We want to leverage ephemeral schema variants and ephemeral router deployments to support a stable E2E testing flow in our staging environment.
Internally, our deployment sister team is building out our ephemeral deployment architecture. PR’s get their own isolated staging environment and are routed to via headers + service mesh.
We want to hook into this architecture to enable subgraph developers to have the same experience even when they are making potentially conflicting changes to their schema. We have some questions around some of the implementation details
Questions
- How do developers deploy an ephemeral router?
-
The lowest friction approach is deploying the router as a container within the subgraph’s K8 pod. Unclear how the router knows which schema variant to run
-
Another option could be to have subgraph operators manually spin up a router deployment via CLI and pass in a “variant” flag
-
Any other ideas?
- How does the ephemeral router know which ephemeral schema variant to run at deploy time?
- When and how does the schema variant get created and published to Apollo studio?
- Guessing this happens at CI time via
rover supergraph compose
on the super graph and specifying an override of the subgraph schema on the current branch?
- Ideally we would only create a variant if the subgraph operator actually intends on deploying the change to staging
- What mechanism do subgraph operators use to route to the ephemeral router and how do they discover it?
- The most straightforward approach I’m guessing would just be to include the schema variant hash directly as a header, e.g. X-GraphQL-Testing-Schema: staging-382ab1c
- How does the routing layer dynamically update to make new ephemeral routers discoverable? Or what information do ephemeral routers expose to make dynamic routing possible?
- Presumably ephemeral routers use the same DNS CNAME
- Request parameters allow some component (LB, nginx, service mesh) to route to the specific router, but how do these components know about new ephemeral routers?
- How do we make the ephemeral schema variants available to FE who also want to test out the ephemeral subgraph change?
- How do ephemeral schema variants get garbage collected?
Our setup
- We have a federated super graph composed of many subgraphs.

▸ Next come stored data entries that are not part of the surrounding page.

PR #9458, opened 2026-08-05
fix(color): render the color picker panel in a CDK overlay

### LINKED ISSUE #9423: 💥 Tag color picker off screen
### Steps to Reproduce

1. create tag
2. click color to open color picker
3. color picker is half offscreen

### Additional Console Output

When in fullscreen or small window, the color picker only shows the top half of the color picker. When in windowed screen, once the color picker is on screen, you can extend the window to reveal the bottom half.

Mac Ventura 13.7.8 (22H730)
Super Productivity Version 18.16.0 (18.16.0)

### URL
file:///Applications/Super%20Productivity.app/Contents/Resources/app.asar/.tmp/angular-dist/browser/index.html#/project/INBOX_PROJECT/tasks

### Meta Info
META: SP18.16.0D __ Electron – en-US – MacIntel – en-US – UA:Mozilla/5.0 (Macintosh; Intel Mac OS X 10_15_7) AppleWebKit/537.36 (KHTML, like Gecko) superProductivity/18.16.0 Chrome/146.0.7680.216 Electron/41.4.0 Safari/537.36

### Actions Before Error
```

```

MannXo:
## Problem

Fixes #9423. The tag color picker panel renders half off-screen on macOS.

`InputColorPickerComponent` positioned its panel by hand: it read the trigger's `getBoundingClientRect()` (viewport coordinates) and applied them as `position: fixed; top/left` on a panel that lives inside the component's own DOM.

`backdrop-filter` makes an element the containing block for fixed-position descendants, and three built-in themes apply it to `.mat-mdc-dialog-surface`: `liquid-glass.css` (Tier B), plus `velvet.css` and `rainbow.css` in dark mode. Under those themes the panel's offsets resolve against the dialog surface instead of the viewport, so the panel is displaced by the dialog's own origin and falls off the viewport edge.

Liquid Glass is the auto-selected default on Apple Silicon Macs (`pickInitialActiveRef` in `custom-theme.service.ts`), which is why this is a macOS report and why it does not reproduce under the default theme.

Measured in the real Electron app, Create Tag dialog, Liquid Glass, 1200x400 content size:

| | before | after |
|---|---|---|
| trigger rect | `top 235.9, left 438` | `top 234.1, left 436.2` |
| panel inline style | `top: 71.9px; left: 438px` | none (overlay-positioned) |
| panel painted at | `top 115.4, left 852` | `top 75.9, left 438` |
| result | 414px right of the dialog, clipped | anchored above the trigger, fully on screen |

The reporter's "extend the window to reveal the bottom half" matches the same cause: the panel is placed past the viewport edge and never repositions.

| before | after |
|---|---|
| image | image |

## Solution

Move the panel into a CDK connected overlay anchored to the trigger. The overlay pane is a child of the overlay container, so no ancestor can become its containing block.

This removes rather than adds: `panelTop`, `panelLeft`, `_updatePanelPosition()`, the hardcoded `panelWidth = 196` / `panelHeight = 160` guesses (the panel actually measures 192x156), the hand-rolled `.backdrop` element and its SCSS, and the `document:keydown.escape` `HostListener`.

Four things the hand-rolled positioning could not do come along with it:

- viewport clamping via `withPush`, where the old flip-above branch could produce a negative `top` with no clamp
- reposition on scroll (CDK's default reposition strategy)
- outside-click and Escape handled by the overlay itself
- the app's global safe-area patch on `FlexibleConnectedPositionStrategy` (`cdk-safe-area-viewport.util.ts`), which the old code bypassed entirely

One deliberate behavior change: Escape now closes only the picker. Previously, the `document` listener closed the picker while the same event also reached `MatDialog` and closed the dialog. CDK's keyboard dispatcher routes the key to the top-most overlay, which matches how `mat-menu` and `mat-select` behave inside a dialog.

Panel styles stay in the component SCSS. Template-projected content keeps its `_ngcontent-*` attribute, so class selectors still apply once the panel is portaled; verified in the running app (`--card-bg`, padding, radius and elevation all resolve).

Both call sites are covered by the one change: `dialog-create-tag` and the formly `color` field used by the tag/project settings dialog.

## Type of Change

- [x] Bug fix
- [ ] New feature
- [ ] Breaking change
- [ ] Refactoring
- [ ] Documentation
- [ ] Other (please describe)

## Checklist

Nothing to document in the wiki: this is a positioning fix with no user-facing behavior to describe.

## Testing

Unit suite: 14029 passing (baseline on `master` was 14022; the 7 new specs are the difference). Lint clean, 0 errors, the 10 remaining warnings are pre-existing in untouched files.

New `input-color-picker.component.spec.ts` (7 specs). Two of them are the regression guard: the panel must render in the overlay container rather than inside the component, and it must stay anchored to the trigger and inside the viewport when mounted inside a wrapper that carries `backdrop-filter`. Sabotage-verified by restoring the old component: **2 FAILED, 5 SUCCESS**.

New `e2e/tests/tags/tag-color-picker-9423.spec.ts`. The unit spec can only simulate the containing block with a synthetic wrapper, so this one activates the real `liquid-glass.css`, opens the real Create Tag dialog, and asserts the panel is anchored and on screen. It asserts the theme is in effect first (`backdrop-filter !== 'none'` on the surface), so it cannot pass vacuously if the theme fails to load. Sabotage-verified against the old component: **1 failed**, on the anchoring assertion.

`e2e/tests/tags/tag-crud.spec.ts`: 5 passing, confirming the `TagPage.openCreateTagDialog()` extraction (pulled out of `createTag()`, which now calls it) did not change existing behavior.

Manual verification in the real Electron app on macOS, driven through Playwright's `_electron`, under both Liquid Glass and the default theme, in the Create Tag dialog and the tag settings dialog. Panel measures 192x156, sits 4px from the trigger, flips above when there is no room below, and stays inside the viewport in every case.

## Notes for reviewers

The theme side is intentional and I did not touch it. `tools/theme-assets.test.js` already guards `.main-content` against creating a containing block ("Liquid Glass keeps routed overlays and mobile safe-area math intact") and `liquid-glass.css` comments on the hazard directly, while Tier B applies the effect to dialog and menu surfaces on purpose. `magic-side-nav.component.scss` carries the same warning to theme authors. So the component was the layer relying on an assumption the themes are allowed to break.

Alternative considered and rejected: keep the hand-rolled `position: fixed` and subtract the nearest containing block's rect. It needs the panel measured before it is rendered, and it would still leave the missing viewport clamp, the missing reposition-on-scroll, and the bypassed safe-area handling.

No new dependencies (`@angular/cdk` is already a dependency), no translations, and nothing in the sync, op-log or persisted-model surface is touched.

### DIFF
--- a/e2e/pages/tag.page.ts
+++ b/e2e/pages/tag.page.ts
@@ -18,9 +18,9 @@ export class TagPage extends BasePage {
   }
 
   /**
-   * Creates a new tag via the sidebar
+   * Opens the create tag dialog via the sidebar and returns its name input.
    */
-  async createTag(tagName: string): Promise<void> {
+  async openCreateTagDialog(): Promise<Locator> {
     // Find the Tags group header button
     const tagsGroupBtn = this.tagsGroup
       .locator('.g-multi-btn-wrapper nav-item button')
@@ -56,6 +56,15 @@ export class TagPage extends BasePage {
 
     // Add a small delay for Angular form initialization
     await this.page.waitForTimeout(500);
+
+    return tagNameInput;
+  }
+
+  /**
+   * Creates a new tag via the sidebar
+   */
+  async createTag(tagName: string): Promise<void> {
+    const tagNameInput = await this.openCreateTagDialog();
 
     await tagNameInput.fill(tagName);
 
--- a/e2e/tests/tags/tag-color-picker-9423.spec.ts
+++ b/e2e/tests/tags/tag-color-picker-9423.spec.ts
@@ -1,0 +1,69 @@
+import { test, expect } from '../../fixtures/test.fixture';
+import { waitForAppReady } from '../../utils/waits';
+
+/**
+ * Issue #9423: the tag color picker rendered half off-screen on macOS.
+ *
+ * `backdrop-filter` makes an element the containing block for fixed-position
+ * descendants, and three built-in themes apply it to `.mat-mdc-dialog-surface`.
+ * The picker positioned its panel with `position: fixed` plus viewport
+ * coordinates read from the trigger, so under those themes the offsets resolved
+ * against the dialog surface instead of the viewport and the panel was
+ * displaced by the dialog's own origin.
+ *
+ * The unit spec pins the same behavior against a synthetic wrapper. Only this
+ * test runs the real `liquid-glass.css` against the real dialog, which is the
+ * exact combination the bug needed — so it asserts the theme is actually in
+ * effect before it asserts anything about the panel.
+ *
+ * Liquid Glass is the default on Apple Silicon Macs (`pickInitialActiveRef`),
+ * which is why the report came from macOS.
+ *
+ * Run: npm run e2e:file e2e/tests/tags/tag-color-picker-9423.spec.ts -- --retries=0
+ */
+test.describe('Tag color picker positioning', () => {
+  test('should keep the panel on screen and anchored under a glass-surface theme', async ({
+    page,
+    workViewPage,
+    tagPage,
+  }) => {
+    await workViewPage.waitForTaskList();
+
+    await page.evaluate(() =>
+      localStorage.setItem('CUSTOM_THEME', 'builtin:liquid-glass'),
+    );
+    await page.reload({ waitUntil: 'domcontentloaded' });
+    await waitForAppReady(page);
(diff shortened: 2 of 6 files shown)


johannesjo:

- Our “GraphQL Router” service wraps the Apollo Router binary in a Dockerfile along with some other containers all spun up into one K8s pod
- We are using Apollo Studio and Apollo’s Schema Registry
- We listen internally for subgraph deployment events in a separate service, do some processing on the schema and publish the final result to Apollo
5 Likes
@Serey_Morm did a talk on something similar to this at GraphQL Summit in 2023: https://www.youtube.com/watch?v=qy9r2FTj3yk
1 Like
There’s a ton of context here, trying to answer through all of these at a high level, highly suggest watching my talk that Greg shared above, and happy to chat more.
- How do developers deploy an ephemeral router?
We created a workflow for developers to deploy their own dedicated Router for their branch to an ephemeral deployment environment, we use Garden.io which was an existing offering at our organization.
- How does the ephemeral router know which ephemeral schema variant to run at deploy time?
Part of the triggering flow for #1 — developers provide our platform with the “branch” or schema name they’re working on and we start router using the schema file as opposed to using Uplink.
- When and how does the schema variant get created and published to Apollo studio?
We have a global integration service/pipeline that every subgraph interacts with. We compose the supergraph with all subgraphs that have a matching branch name, that way we can compose all the delta schemas together. This step runs every time, it’s inexpensive to do this. More importantly, we don’t publish these branches to Studio, instead we store the composed supergraphs to a static file bucket.
- What mechanism do subgraph operators use to route to the ephemeral router and how do they discover it?
We have a dedicated service to handle this via a custom header. For client developers, all they need to do is tack on the header to select the variant they want.
- How does the routing layer dynamically update to make new ephemeral routers discoverable? Or what information do ephemeral routers expose to make dynamic routing possible?
We have a dedicated service to handle this. What makes this discoverable is the branch name that I’ve described above.
- How do we make the ephemeral schema variants available to FE who also want to test out the ephemeral subgraph change?
For us, the subgraph owners would share the branch/variant name with the FE team, all they need to do is add the special header.
- How do ephemeral schema variants get garbage collected?
As mentioned, we store the composed schemas in a static file hosting service such as S3.
2 Likes
Hey Serey, thank you for replying. Just have a small follow-up regarding
- How do we make the ephemeral schema variants available to FE who also want to test out the ephemeral subgraph change?
How can the FE engs pull down the schema if we never push the ephemeral schema to the uplink? Do they retrieve it directly from static storage? or do they pull it via introspecting the ephemeral router?
Naively we exposed it through introspection, but we learned that building an API endpoint to retrieve it directly from static file storage cut out a lot of the dependency, latency, and improved availability.